Nick? Or something else. It’s all so goddamn vague.
“Also, be careful with the Order of Parcae.” Ellison continued. “I’m guessing that you’ve figured out that we need them in some capacity, but their management leaves a lot to be desired. You’ve handled them well enough, and I think you’re heading in a good direction—dragging them out into the spotlight with this stunt, not shooting Aaron in the face the first time you saw him, keeping body count to a minimum before you know all the players. Just again, be careful. I’ve never seen this exact scenario, but as you know, they’re not fucking around. The Order turns nasty on a dime.”
“Hastur?” I asked.
Ellison shook his head and pressed his lips together.

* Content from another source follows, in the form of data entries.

PR #3115, opened 2026-07-10
fix(postgresql): accept wal_init_zero as boolean

weicao:
## Problem

apecloud/apecloud#19428 reports that changing PostgreSQL `configuration.wal_init_zero` fails.

Dev evidence from the linked KBE issue:

- A fresh `postgresql-17` cluster accepted a direct KB OpsRequest with `wal_init_zero=on`; the ConfigMap changed to `wal_init_zero = on`, and runtime `SHOW wal_init_zero` returned `on`.
- The same cluster rejected a direct KB OpsRequest with `wal_init_zero=true` because the addon CUE constraint only allowed string `"on" | "off"`.

PostgreSQL official docs define `wal_init_zero` as a boolean parameter, and PostgreSQL boolean settings may be written as `on/off`, `true/false`, `yes/no`, or `1/0`.

## Fix

- Change `wal_init_zero` CUE constraints for PostgreSQL pg12/14/15/16/17/18 from string enum `"on" | "off"` to the existing addon boolean pattern: `bool & false | true`.
- Keep the default template value as `wal_init_zero = off`, which is a valid PostgreSQL boolean token and preserves existing rendered config behavior.
- Add a shellspec guard to keep all supported PostgreSQL majors aligned.

## Validation

- `shellspec --load-path ./shellspec --default-path addons/postgresql/scripts-ut-spec/wal_init_zero_spec.sh --shell bash`
- `shellspec --load-path ./shellspec --default-path addons/postgresql/scripts-ut-spec --shell bash`
- `helm template pg addons/postgresql` and checked rendered ParametersDefinitions contain `wal_init_zero?: bool & false | true` while templates still render `wal_init_zero = off`.
- `git diff --check`

Related: apecloud/apecloud#19428
Replaces metadata-only attempt: apecloud/apecloud#19492

### DIFF
--- a/addons/postgresql/config/pg12-config-constraint.cue
+++ b/addons/postgresql/config/pg12-config-constraint.cue
@@ -1037,7 +1037,7 @@
 	wal_writer_flush_after?: int & >=0 & <=2147483647 @storeResource(8KB)
 
 	// If set to on (the default), this option causes new WAL files to be filled with zeroes. On some file systems, this ensures that space is allocated before we need to write WAL records. However, Copy-On-Write (COW) file systems may not benefit from this technique, so the option is given to skip the unnecessary work. If set to off, only the final byte is written when the file is created so that it has the expected size.
-	wal_init_zero?: string & "on" | "off"
+	wal_init_zero?: (bool & (false | true)) | (string & ("on" | "off"))
 
 	// (kB) Sets the maximum memory to be used for query workspaces.
 	work_mem?: int & >=64 & <=2147483647 @storeResource(1KB)
--- a/addons/postgresql/config/pg12-config-constraint.cue
+++ b/addons/postgresql/config/pg12-config-constraint.cue
@@ -1037,7 +1037,7 @@
 	wal_writer_flush_after?: int & >=0 & <=2147483647 @storeResource(8KB)
 
 	// If set to on (the default), this option causes new WAL files to be filled with zeroes. On some file systems, this ensures that space is allocated before we need to write WAL records. However, Copy-On-Write (COW) file systems may not benefit from this technique, so the option is given to skip the unnecessary work. If set to off, only the final byte is written when the file is created so that it has the expected size.
-	wal_init_zero?: string & ("on" | "off" | "true" | "false")
+	wal_init_zero?: string & "on" | "off" | "true" | "false"
 
 	// (kB) Sets the maximum memory to be used for query workspaces.
 	work_mem?: int & >=64 & <=2147483647 @storeResource(1KB)
--- a/addons/postgresql/config/pg12-config-constraint.cue
+++ b/addons/postgresql/config/pg12-config-constraint.cue
@@ -1037,7 +1037,7 @@
 	wal_writer_flush_after?: int & >=0 & <=2147483647 @storeResource(8KB)
 
 	// If set to on (the default), this option causes new WAL files to be filled with zeroes. On some file systems, this ensures that space is allocated before we need to write WAL records. However, Copy-On-Write (COW) file systems may not benefit from this technique, so the option is given to skip the unnecessary work. If set to off, only the final byte is written when the file is created so that it has the expected size.
-	wal_init_zero?: (bool & (false | true)) | (string & ("on" | "off"))
+	wal_init_zero?: string & ("on" | "off" | "true" | "false")
 
 	// (kB) Sets the maximum memory to be used for query workspaces.
 	work_mem?: int & >=64 & <=2147483647 @storeResource(1KB)
--- a/addons/postgresql/config/pg14-config-constraint.cue
+++ b/addons/postgresql/config/pg14-config-constraint.cue
@@ -1106,7 +1106,7 @@
 	work_mem?: int & >=64 & <=2147483647 @storeResource(1KB)
 
 	// If set to on (the default), this option causes new WAL files to be filled with zeroes. On some file systems, this ensures that space is allocated before we need to write WAL records. However, Copy-On-Write (COW) file systems may not benefit from this technique, so the option is given to skip the unnecessary work. If set to off, only the final byte is written when the file is created so that it has the expected size.
-	wal_init_zero?: string & "on" | "off"
+	wal_init_zero?: (bool & (false | true)) | (string & ("on" | "off"))
 
 	// Sets how binary values are to be encoded in XML.
 	xmlbinary?: string & "base64" | "hex"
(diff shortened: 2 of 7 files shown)


leon-ape (commented):
Finding: Target KubeBlocks validates boolean parameter assignments with `strconv.ParseBool`, which accepts `true`/`false` and `1`/`0` but not `on`/`off`. Changing `wal_init_zero` from the `"on" | "off"` string enum to `bool` therefore makes the previously valid `wal_init_zero=on/off` OpsRequests fail validation.

weicao:
PostgreSQL owner check: I agree with Leon's review; this PR should not merge as-is.

Reason: changing `wal_init_zero` from the existing string enum `"on" | "off"` to CUE `bool` changes the user-facing OpsRequest contract. KubeBlocks' bool validation path uses Go `strconv.ParseBool`, whose accepted values are `true/false`, `1/0`, and `t/f` variants, not PostgreSQL-style `on/off` (see https://pkg.go.dev/strconv#ParseBool). So existing valid reconfigure inputs like `wal_init_zero=on` or `wal_init_zero=off` would start failing validation.

Recommended direction: keep the addon constraint compatible with the existing PostgreSQL-style values (`on/off`), or add an explicit compatibility layer that accepts/migrates `on/off` before switching the public schema to bool. The current ShellSpec only checks that the files were changed to bool; it does not cover the compatibility regression Leon identified.

weicao:
Updated head to `3faa114fa6047019320418bed3027afa9295a5d6` to address Leon's compatibility finding.

Change in this head:
- `wal_init_zero` is no longer a pure CUE `bool`.
- It now accepts both forms:
  - bool `true` / `false`, for the Cloud metadata path that currently sends boolean values;
  - string `on` / `off`, preserving the existing PostgreSQL-style OpsRequest/config contract.
- Six PostgreSQL versions remain covered: pg12/14/15/16/17/18.
- Template defaults remain `wal_init_zero = off`.

Validation on new head:
- `shellspec --load-path ./shellspec --default-path addons/postgresql/scripts-ut-spec/wal_init_zero_spec.sh --shell bash` => 6 examples, 0 failures
- `shellspec --load-path ./shellspec --default-path addons/postgresql/scripts-ut-spec --shell bash` => 26 examples, 0 failures
- `helm template pg addons/postgresql >/tmp/postgresql-pr3115-rendered.yaml` => rendered `constraints=6 defaults=6`
- `git diff --check`

So the intended contract is compatibility, not a breaking public-schema switch to pure bool.

weicao:
## Review: REQUEST CHANGES — the union type does not fix the on/off regression (empirically verified)

**Decisive finding**: the current head's `(bool & (false|true)) | (string & ("on"|"off"))` disjunction is classified **BoolType** by KubeBlocks' CUE visitor — `pkg/parameters/validate/cue_visitor.go:57-66` classifies by bitmask on `IncompleteKind()` and the BoolKind case precedes StringKind, so the string branch is unreachable at the transform layer. Verified by running the production `ValidateConfigWithCue` path against this PR's exact schema:
- `wal_init_zero=on` → `REJECTED: strconv.ParseBool: parsing "on": invalid syntax`
- `off` → REJECTED; `true/false/1/0` → accepted

**Second critical**: the templates retain `wal_init_zero = off` (e.g. `pg14-config.tpl:280`) and validation transforms the whole rendered file — under this schema the probe rejected a file containing `wal_init_zero=off`, meaning **any reconfigure touching postgresql.conf on these versions would fail validation** after merge.

**Recommended fix** (consistent with the addon's 12 existing on/off string-enum params — `archive_mode`, `huge_pages`, `constraint_exclusion`, etc. — and PostgreSQL-native practice):
```cue
wal_init_zero?: string & ("on" | "off" | "true" | "false")
```
StringType → no ParseBool; on/off OpsRequests stay valid; the Cloud path's true/false accepted; tpl default stays valid. Do not go the pure-bool direction: no mixed bool|string disjunction exists anywhere in this repo, and bool breaks existing on/off users by definition.

Also: `scripts-ut-spec/wal_init_zero_spec.sh` is grep-on-file-text only — it cannot catch this pipeline-level regression and gave false confidence; suggest replacing with a case table over the widened enum.

weicao:
## Deep review at head 3faa114fa (integrated-tree pass) — REQUEST CHANGES, now merge-blocking

The rework did not implement the agreed string-enum approach, and the new head is a **regression vs main**.

**1. `on`/`off` are still rejected — the union is still classified BoolType.**
All six cue files now carry:

```cue
wal_init_zero?: (bool & (false | true)) | (string & ("on" | "off"))
```

`IncompleteKind()` for this disjunction is `BoolKind|StringKind`, and `pkg/parameters/validate/cue_visitor.go:57-66` checks BoolKind **before** StringKind → field classified `BoolType` → `strconv.ParseBool` transform (cue_visitor.go:154) → `on`/`off` fail, exactly as at the previous head. `value_transformer.go` doesn't rescue Properties-format files (`needValueTransformer`, value_transformer.go:63-67). Net effect: `true/false` now pass, but `on/off` — PostgreSQL's canonical spelling, accepted on main — now fail.

**2. The pre-existing template default now breaks every major.**
All six `pg*-config.tpl` ship `wal_init_zero = off` (e.g. pg14:280). On main the CUE type was a pure string enum, so this validated. With the new BoolType classification, whole-rendered-file validation (`ValidateConfigWithCue`) fails on `ParseBool("off")` — **initial config render and every postgresql.conf reconfigure fail on all six majors**. This is why the integrated review flags it as merge-blocking, not just parameter-spelling.

**3. The new spec asserts the broken text, not behavior.**
`scripts-ut-spec/wal_init_zero_spec.sh:5-9` greps for the exact cue string and the `= off` default — it passes precisely because both halves of the broken pair are present. A behavioral test (run the value through the validator, or at minimum assert the type is a pure string disjunction) would have caught this.

**Fix (same as the original review recommendation):**

```cue
wal_init_zero?: string & ("on" | "off" | "true" | "false")
```

StringKind-only → StringType → no ParseBool; all four spellings valid to PostgreSQL; the `= off` tpl default stays valid. Please also convert the spec to assert behavior, and consider extracting this as a shared `#PgBool` so the ~80 other bool-typed params can adopt the same pattern later.

weicao:
Fix pushed (ad9587c8) per the review: pure string enum `string & ("on" | "off" | "true" | "false")` in all six cue files (StringKind-only → no ParseBool; the `= off` tpl default stays valid), and the spec now asserts the type contract + guards against any bool-branch regression instead of grepping the old text. Local spec 6/6; integrated-tree suite 93/93.

PR #3126, opened 2026-07-10
fix(etcd): honor inject image pull policy

### LINKED ISSUE #3125: etcd inject-bash ignores images.pullPolicy override
## Problem

The etcd addon declares `images.pullPolicy`, but the inject-bash init container template passes Helm's `default` arguments in reverse order:

```gotemplate
{{ default .Values.images.pullPolicy "IfNotPresent" }}
```

Because the given value is the non-empty literal `IfNotPresent`, the rendered policy is always `IfNotPresent`; setting `images.pullPolicy=Never` or `Always` is silently ignored.

This blocks deterministic local-sideload validation in IDC/vcluster environments, where the image policy must match the supplied local image contract.

## Constructed test scene

- `kubeblocks-addons/main@554fd848cecbf7943da6d8aa206c673bcbbfcc74`
- addon `addons/etcd`, chart `1.2.0-alpha.2`
- render once with defaults and once with both etcd image policies set to `Never`

## Reproducibility

Deterministic on every Helm render of the pinned source.

## Reproduction steps

```bash
helm template etcd addons/etcd --dependency-update \
  --set images.pullPolicy=Never \
  --set image.pullPolicy=Never > /tmp/etcd.yaml

grep -n 'imagePullPolicy:' /tmp/etcd.yaml
```

Observed before the fix in the ComponentDefinition:

```yaml
initContainers:
  - name: inject-bash
    imagePullPolicy: IfNotPresent
containers:
  - name: etcd
    imagePullPolicy: Never
```

## Expected

Helm's `default` call should use `IfNotPresent` as the fallback and `.Values.images.pullPolicy` as the given value. Defaults should still render both policies as `IfNotPresent`; an explicit `Never` override should render both as `Never`.

weicao:
## Summary

Fix the Helm `default` argument order so the etcd `inject-bash` init container honors `images.pullPolicy` while retaining `IfNotPresent` as the default.

Fixes #3125.

## Validation

```text
default policies:
  inject-bash: IfNotPresent
  etcd:        IfNotPresent

images.pullPolicy=Never,image.pullPolicy=Never:
  inject-bash: Never
  etcd:        Never
```

- `helm template addons/etcd --dependency-update` for default and explicit Never values
- `helm lint addons/etcd`: 1 chart linted, 0 failed

## Scope

One template expression only. No image reference, runtime command, lifecycle action, or backup/restore behavior changes.

### DIFF
--- a/addons/etcd/templates/cmpd.yaml
+++ b/addons/etcd/templates/cmpd.yaml
@@ -13,7 +13,7 @@ spec:
   runtime:
     initContainers:
       - name: inject-bash
-        imagePullPolicy: {{default .Values.images.pullPolicy "IfNotPresent"}}
+        imagePullPolicy: {{ default "IfNotPresent" .Values.images.pullPolicy }}
         volumeMounts:
           - name: scripts
             mountPath: /scripts


weicao:
Runtime/deploy evidence update for current head `5ac558cf11a62cb1542c0646c001efca1ba29ff3`:

- Exact chart artifact SHA256: `90be8842b04e653febe06412dd5764b4f21761db158146d7cbf95d0fbb5d461b`.
- Explicit `images.pullPolicy=Never` render produced `Never` for both the etcd container and `inject-bash`; the chart was installed as Helm revision 1.
- Live definitions present: ComponentDefinition `etcd-3-1.2.0-alpha.2`, ComponentVersion `etcd`, ActionSet `etcdctl-br`, and BackupPolicyTemplate `etcd-backup-policy-template`.
- No Addon CR or etcd business Cluster/Pod was created during this deploy-only gate.
- CI is now complete/green for chart checks, generation, shellcheck, and shellspec.

Evidence boundary: this closes the definitions-deploy and explicit-pull-policy path only. Backup/restore runtime has not started because the shared idc4 host is at the max-Pod environment gate (current nodes `112/110`, `110/110`, `109/110`); that is Layer 1 environment capacity, not an addon runtime verdict. Runtime evidence will follow only after stable capacity is available.

leon-ape (approved):
LGTM

PR #3132, opened 2026-07-11
fix(redis): fail fast on PITR archive errors

weicao:
## Summary

Fixes #3131.

This patch closes the Redis PITR fail-open paths reported in the static review:

- enable `set -e -o pipefail` in `pitr-backup.sh`, so failed `datasafed push` / archive pipelines stop before remote cleanup or local AOF/base-file deletion;
- enable `set -e -o pipefail` in `pitr-restore.sh`, so failed archive pull/extract exits non-zero;
- make restore return non-zero when no archive matches the requested restore time;
- make restore return non-zero for unknown PITR object types;
- fix the backup purge timestamp typo `currentUnix` -> `current_unix`;
- add focused Redis ShellSpec coverage for these failure contracts with stubbed `datasafed`/`redis-cli`/`redis-check-rdb`.

## Verification

Local checks:

```bash
bash -n addons/redis/dataprotection/pitr-backup.sh addons/redis/dataprotection/pitr-restore.sh addons/redis/scripts-ut-spec/pitr_dataprotection_spec.sh
shellspec --load-path ./shellspec --shell /opt/homebrew/bin/bash addons/redis/scripts-ut-spec/pitr_dataprotection_spec.sh
shellspec --load-path ./shellspec --shell bash addons/redis/scripts-ut-spec/pitr_dataprotection_spec.sh
git diff --check
```

Results:

- Bash 5 focused ShellSpec: 4 examples, 0 failures
- macOS Bash 3 default path: guarded skip, 0 examples, 0 failures
- `bash -n`: PASS
- `git diff --check`: PASS

Not run locally:

- `shellcheck`: unavailable on this machine (`shellcheck: command not found`)
- live Redis PITR runtime: not run yet; this PR remains draft pending CI and runtime acceptance

## Boundary

This PR only covers the PITR backup/restore fail-fast blocker. It does not address the separate sentinel fallback/split-brain blocker from the same review; that should be handled in a separate P0 PR.

PR #3134, opened 2026-07-11
fix(redis): fail closed on sentinel restart without primary

### LINKED ISSUE #3133: Redis sentinel startup should not default-primary fallback on restart data
## Problem
Redis sentinel-mode startup currently falls back to the default/min-lexicographical primary when every configured Sentinel fails to return primary information. That fallback is only safe before the first bootstrap. If Redis has already persisted data, choosing a default primary during a Sentinel outage can start a stale pod as primary and create a split-brain/data-loss window.

Affected scripts:

- `addons/redis/scripts/redis-start.sh`
- `addons/redis/scripts/redis5-start.sh`

## Constructed test scenario
Add focused Redis ShellSpec coverage for both Redis 6/7 and Redis 5 startup scripts:

1. Sentinel is configured.
2. All sentinel queries fail or return empty primary info.
3. The Redis data directory contains persisted data such as `dump.rdb`.
4. Startup must exit non-zero and must not call `get_default_initialize_primary_node`.

A separate first-bootstrap case keeps compatibility:

1. Sentinel is configured.
2. All sentinel queries fail.
3. The Redis data directory has no persisted Redis data, only ignored startup/account marker files.
4. Startup may use the default primary for first bootstrap.

## Reproducibility
Reproducible with local ShellSpec stubs; no live Sentinel cluster is required for the failure contract.

## How to reproduce
Run the focused Redis start specs after applying the regression tests:

```bash
shellspec --load-path ./shellspec --shell /opt/homebrew/bin/bash addons/redis/scripts-ut-spec/redis_start_spec.sh addons/redis/scripts-ut-spec/redis5_start_spec.sh
```

Expected behavior after the fix:

- restart/data-present case exits non-zero and does not fallback to default primary;
- first-bootstrap/data-empty case still permits default-primary fallback;
- both Redis 6/7 and Redis 5 startup scripts follow the same contract.

weicao:
## Summary

Fixes #3133.

This patch closes the Redis sentinel fallback blocker while preserving first-bootstrap behavior:

- when Sentinel is configured but no Sentinel returns primary info, startup now checks whether Redis already has persisted data;
- if persisted Redis data exists, startup exits non-zero instead of falling back to the default/min-lexicographical primary;
- if the Redis data directory has no persisted Redis data, startup may still use the default primary for first bootstrap;
- applies the same contract to Redis 6/7 `redis-start.sh` and Redis 5 `redis5-start.sh`;
- adds focused ShellSpec coverage for restart/data-present fail-closed and first-bootstrap/data-empty fallback cases.

## Verification

Local checks:

```bash
bash -n addons/redis/scripts/redis-start.sh addons/redis/scripts/redis5-start.sh addons/redis/scripts-ut-spec/redis_start_spec.sh addons/redis/scripts-ut-spec/redis5_start_spec.sh
shellspec --load-path ./shellspec --shell /opt/homebrew/bin/bash addons/redis/scripts-ut-spec/redis_start_spec.sh addons/redis/scripts-ut-spec/redis5_start_spec.sh
shellspec --load-path ./shellspec --shell bash addons/redis/scripts-ut-spec/redis_start_spec.sh addons/redis/scripts-ut-spec/redis5_start_spec.sh
git diff --check
```

Results:

- Bash 5 focused ShellSpec: 72 examples, 0 failures
- macOS Bash 3 default path: 72 examples, 0 failures, 11 guarded skips
- `bash -n`: PASS
- `git diff --check`: PASS

Not run locally:

- `shellcheck`: unavailable on this machine (`shellcheck: command not found`)
- live sentinel restart runtime: not run yet; this PR remains draft pending CI and runtime acceptance

## Boundary

This PR only covers the sentinel fallback/split-brain blocker. The PITR backup/restore fail-fast blocker is handled separately in #3132.

Testing handoff boundary per #all direction: Redis dev side specifies the contract and focused test scenario here; Redis test owner should execute runtime validation and collect pod/log/evidence artifacts against this exact head.

### DIFF
--- a/addons/redis/scripts-ut-spec/redis5_start_spec.sh
+++ b/addons/redis/scripts-ut-spec/redis5_start_spec.sh
@@ -531,5 +531,83 @@ Describe "Redis5 Start Bash Script Tests"
         The stdout should include "Error: Required environment variable SENTINEL_POD_FQDN_LIST is not set."
       End
     End
+
+    Context "when sentinel is configured but no sentinel returns primary info"
+      setup() {
+        export REDIS_DATA_DIR="./redis5-data"
+        export SENTINEL_COMPONENT_NAME="redis-sentinel"
+        export SENTINEL_POD_FQDN_LIST="sentinel-0.redis-sentinel-headless,sentinel-1.redis-sentinel-headless"
+        mkdir -p "$REDIS_DATA_DIR"
+        echo "persisted" > "$REDIS_DATA_DIR/dump.rdb"
+      }
+      Before "setup"
+
+      un_setup() {
+        unset SENTINEL_COMPONENT_NAME
+        unset SENTINEL_POD_FQDN_LIST
+        unset REDIS_DATA_DIR
+        rm -rf ./redis5-data
+      }
+      After "un_setup"
+
+      It "fails closed instead of falling back to default primary when Redis data exists"
+        Skip if "shell type and version unmatch, please check!" should_skip_when_shell_type_and_version_invalid
+        getent() {
+          echo "10.0.0.1 $2"
+        }
+        retry_get_master_addr_by_name_from_sentinel() {
+          return 1
+        }
+        get_default_initialize_primary_node() {
+          echo "SHOULD_NOT_FALLBACK"
+        }
+        When run init_or_get_primary_from_redis_sentinel
+        The status should be failure
+        The stdout should include "Failed to retrieve primary info from sentinel: sentinel-0.redis-sentinel-headless"
+        The stdout should include "Failed to retrieve primary info from sentinel: sentinel-1.redis-sentinel-headless"
+        The stdout should include "Error: no primary node found from all redis sentinels and Redis data already exists; refusing to use default primary while sentinel is configured."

“How long has it been?” I finally asked. “Since the first loop?”
Ellison’s voice was tired. “At one point I kept track. Wrote the number down on my journal as soon as I woke up and stared at it until I was confident I’d committed it to memory. But now? I can’t even remember the number I gave up on.”
The image of Ellison was trying to hold on to—my impression of him as a moody, clever kid who would hopefully brighten up after his teenage years—finally faded away, and I saw him for what he was. A soldier that had been at war for far too long.
I opened my mouth.
“Yes,” Ellison cut me off, and pulled a hand down his brow, contorting his face. “Assuming I survive this, I’ll come to dinner. Might even stay and watch a movie.”
“Great.” In that moment, that was all I wanted.
“Lastly. You’ve got a thirty-second window before this thing grows its head back.” In one smooth motion, Ellison reached down and fired the ballista.